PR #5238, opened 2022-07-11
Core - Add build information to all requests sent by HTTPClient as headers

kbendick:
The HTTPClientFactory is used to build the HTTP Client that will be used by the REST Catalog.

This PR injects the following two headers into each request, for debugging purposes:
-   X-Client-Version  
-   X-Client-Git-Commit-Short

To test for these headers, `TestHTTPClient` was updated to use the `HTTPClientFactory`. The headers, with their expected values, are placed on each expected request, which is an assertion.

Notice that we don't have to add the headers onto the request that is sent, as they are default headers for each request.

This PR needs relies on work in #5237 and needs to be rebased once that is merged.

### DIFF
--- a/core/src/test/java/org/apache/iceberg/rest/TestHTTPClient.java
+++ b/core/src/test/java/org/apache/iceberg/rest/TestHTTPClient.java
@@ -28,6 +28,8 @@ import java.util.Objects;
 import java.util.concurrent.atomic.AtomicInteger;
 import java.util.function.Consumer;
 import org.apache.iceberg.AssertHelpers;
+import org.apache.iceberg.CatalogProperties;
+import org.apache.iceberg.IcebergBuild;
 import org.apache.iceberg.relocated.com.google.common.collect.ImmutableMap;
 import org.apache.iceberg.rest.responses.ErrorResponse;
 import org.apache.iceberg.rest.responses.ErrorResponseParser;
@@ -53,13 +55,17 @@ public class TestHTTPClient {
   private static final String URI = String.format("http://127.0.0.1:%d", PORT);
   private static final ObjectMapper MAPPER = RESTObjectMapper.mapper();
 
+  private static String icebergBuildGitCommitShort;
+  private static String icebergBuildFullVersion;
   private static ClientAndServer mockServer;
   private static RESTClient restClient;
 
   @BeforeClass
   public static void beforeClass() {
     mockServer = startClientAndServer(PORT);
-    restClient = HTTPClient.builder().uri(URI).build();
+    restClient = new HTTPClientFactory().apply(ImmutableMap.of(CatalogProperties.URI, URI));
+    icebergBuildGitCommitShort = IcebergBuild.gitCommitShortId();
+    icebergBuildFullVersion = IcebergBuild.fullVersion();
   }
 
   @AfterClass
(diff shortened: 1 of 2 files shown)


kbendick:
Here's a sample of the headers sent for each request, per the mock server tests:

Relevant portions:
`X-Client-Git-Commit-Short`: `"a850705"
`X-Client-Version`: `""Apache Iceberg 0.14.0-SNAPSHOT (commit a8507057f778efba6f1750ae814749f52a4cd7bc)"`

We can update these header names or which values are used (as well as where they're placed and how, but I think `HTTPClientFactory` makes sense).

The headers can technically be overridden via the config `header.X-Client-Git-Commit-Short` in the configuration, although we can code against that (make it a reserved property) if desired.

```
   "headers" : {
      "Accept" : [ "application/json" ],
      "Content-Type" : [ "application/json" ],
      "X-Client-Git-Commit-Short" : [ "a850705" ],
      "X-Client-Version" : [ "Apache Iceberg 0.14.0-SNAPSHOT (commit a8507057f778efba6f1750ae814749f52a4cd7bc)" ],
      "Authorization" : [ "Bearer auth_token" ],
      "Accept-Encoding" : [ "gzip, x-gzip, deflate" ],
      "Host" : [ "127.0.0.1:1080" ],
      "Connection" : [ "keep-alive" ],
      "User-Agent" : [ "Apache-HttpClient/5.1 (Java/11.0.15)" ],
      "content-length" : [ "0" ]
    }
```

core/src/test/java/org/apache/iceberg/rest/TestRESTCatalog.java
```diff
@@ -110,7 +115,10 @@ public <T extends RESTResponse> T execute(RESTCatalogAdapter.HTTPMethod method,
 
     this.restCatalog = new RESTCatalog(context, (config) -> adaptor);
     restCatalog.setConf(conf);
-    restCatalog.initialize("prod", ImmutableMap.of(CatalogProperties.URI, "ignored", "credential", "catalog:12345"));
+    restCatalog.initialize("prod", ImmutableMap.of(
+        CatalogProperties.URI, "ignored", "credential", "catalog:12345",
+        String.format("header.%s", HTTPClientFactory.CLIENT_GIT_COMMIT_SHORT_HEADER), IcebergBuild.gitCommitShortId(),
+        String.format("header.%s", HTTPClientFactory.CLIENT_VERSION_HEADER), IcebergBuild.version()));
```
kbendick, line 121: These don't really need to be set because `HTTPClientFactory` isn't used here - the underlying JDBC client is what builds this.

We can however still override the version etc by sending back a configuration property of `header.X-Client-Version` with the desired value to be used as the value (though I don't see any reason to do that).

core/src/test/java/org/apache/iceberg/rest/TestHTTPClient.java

::::::

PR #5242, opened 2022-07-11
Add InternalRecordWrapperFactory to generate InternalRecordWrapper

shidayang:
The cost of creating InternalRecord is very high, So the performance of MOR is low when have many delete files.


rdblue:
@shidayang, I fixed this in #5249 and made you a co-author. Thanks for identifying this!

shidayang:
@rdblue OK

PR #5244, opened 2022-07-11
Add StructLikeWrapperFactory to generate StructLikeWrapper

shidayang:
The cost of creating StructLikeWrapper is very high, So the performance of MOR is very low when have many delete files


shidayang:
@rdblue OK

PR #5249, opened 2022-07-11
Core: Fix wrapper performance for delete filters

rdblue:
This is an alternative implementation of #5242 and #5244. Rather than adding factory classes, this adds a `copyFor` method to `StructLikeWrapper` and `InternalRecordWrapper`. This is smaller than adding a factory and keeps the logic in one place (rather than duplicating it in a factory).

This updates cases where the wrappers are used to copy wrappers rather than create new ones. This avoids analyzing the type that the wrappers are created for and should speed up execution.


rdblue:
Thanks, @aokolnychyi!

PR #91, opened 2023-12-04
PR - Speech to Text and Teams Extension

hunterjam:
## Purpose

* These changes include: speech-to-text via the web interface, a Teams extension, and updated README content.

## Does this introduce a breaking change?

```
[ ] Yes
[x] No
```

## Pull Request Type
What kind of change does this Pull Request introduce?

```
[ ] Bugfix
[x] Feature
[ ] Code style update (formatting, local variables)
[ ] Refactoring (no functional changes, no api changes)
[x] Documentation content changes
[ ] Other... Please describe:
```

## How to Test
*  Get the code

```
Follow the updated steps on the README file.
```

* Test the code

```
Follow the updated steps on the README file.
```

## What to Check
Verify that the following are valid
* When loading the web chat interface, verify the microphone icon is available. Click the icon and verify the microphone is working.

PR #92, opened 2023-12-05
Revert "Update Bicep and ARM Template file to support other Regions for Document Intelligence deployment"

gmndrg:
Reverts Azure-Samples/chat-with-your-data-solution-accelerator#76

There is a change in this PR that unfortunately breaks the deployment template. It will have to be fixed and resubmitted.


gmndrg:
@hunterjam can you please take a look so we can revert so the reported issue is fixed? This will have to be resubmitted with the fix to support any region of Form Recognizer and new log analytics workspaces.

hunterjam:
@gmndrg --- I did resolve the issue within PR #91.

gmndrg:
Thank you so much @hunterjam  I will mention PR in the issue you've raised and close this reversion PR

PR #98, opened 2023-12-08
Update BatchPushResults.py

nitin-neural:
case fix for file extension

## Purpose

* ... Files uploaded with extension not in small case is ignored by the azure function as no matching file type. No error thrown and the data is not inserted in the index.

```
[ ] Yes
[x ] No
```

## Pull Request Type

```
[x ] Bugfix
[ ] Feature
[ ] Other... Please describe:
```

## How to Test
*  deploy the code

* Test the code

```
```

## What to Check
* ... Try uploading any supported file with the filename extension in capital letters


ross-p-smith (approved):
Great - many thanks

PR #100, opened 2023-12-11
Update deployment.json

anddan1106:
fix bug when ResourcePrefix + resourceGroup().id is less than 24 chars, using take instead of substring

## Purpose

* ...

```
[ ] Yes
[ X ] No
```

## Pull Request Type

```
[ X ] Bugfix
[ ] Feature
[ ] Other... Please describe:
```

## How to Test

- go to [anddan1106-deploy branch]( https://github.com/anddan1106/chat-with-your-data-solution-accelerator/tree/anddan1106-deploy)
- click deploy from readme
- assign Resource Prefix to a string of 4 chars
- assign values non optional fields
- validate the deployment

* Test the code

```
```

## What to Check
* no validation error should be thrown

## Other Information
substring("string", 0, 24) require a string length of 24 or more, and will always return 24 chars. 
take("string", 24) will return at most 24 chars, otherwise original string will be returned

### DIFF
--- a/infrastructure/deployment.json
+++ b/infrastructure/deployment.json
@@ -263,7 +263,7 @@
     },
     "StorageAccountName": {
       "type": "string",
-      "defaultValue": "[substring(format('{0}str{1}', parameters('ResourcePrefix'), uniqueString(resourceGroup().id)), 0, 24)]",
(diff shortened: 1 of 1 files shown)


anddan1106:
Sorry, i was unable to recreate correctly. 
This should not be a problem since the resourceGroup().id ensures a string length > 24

::::::

_Problem details_
An exact copy of the lines above between the line holding "PR #5238, opened 2022-07-11" and the line holding "private static final ObjectMapper", inclusive, is the whole answer.

_Your solution_
PR #5238, opened 2022-07-11
Core - Add build information to all requests sent by HTTPClient as headers

kbendick:
The HTTPClientFactory is used to build the HTTP Client that will be used by the REST Catalog.

This PR injects the following two headers into each request, for debugging purposes:
-   X-Client-Version  
-   X-Client-Git-Commit-Short

To test for these headers, `TestHTTPClient` was updated to use the `HTTPClientFactory`. The headers, with their expected values, are placed on each expected request, which is an assertion.

Notice that we don't have to add the headers onto the request that is sent, as they are default headers for each request.

This PR needs relies on work in #5237 and needs to be rebased once that is merged.

### DIFF
--- a/core/src/test/java/org/apache/iceberg/rest/TestHTTPClient.java
+++ b/core/src/test/java/org/apache/iceberg/rest/TestHTTPClient.java
@@ -28,6 +28,8 @@ import java.util.Objects;
 import java.util.concurrent.atomic.AtomicInteger;
 import java.util.function.Consumer;
 import org.apache.iceberg.AssertHelpers;
+import org.apache.iceberg.CatalogProperties;
+import org.apache.iceberg.IcebergBuild;
 import org.apache.iceberg.relocated.com.google.common.collect.ImmutableMap;
 import org.apache.iceberg.rest.responses.ErrorResponse;
 import org.apache.iceberg.rest.responses.ErrorResponseParser;
@@ -53,13 +55,17 @@ public class TestHTTPClient {
   private static final String URI = String.format("http://127.0.0.1:%d", PORT);
   private static final ObjectMapper MAPPER = RESTObjectMapper.mapper();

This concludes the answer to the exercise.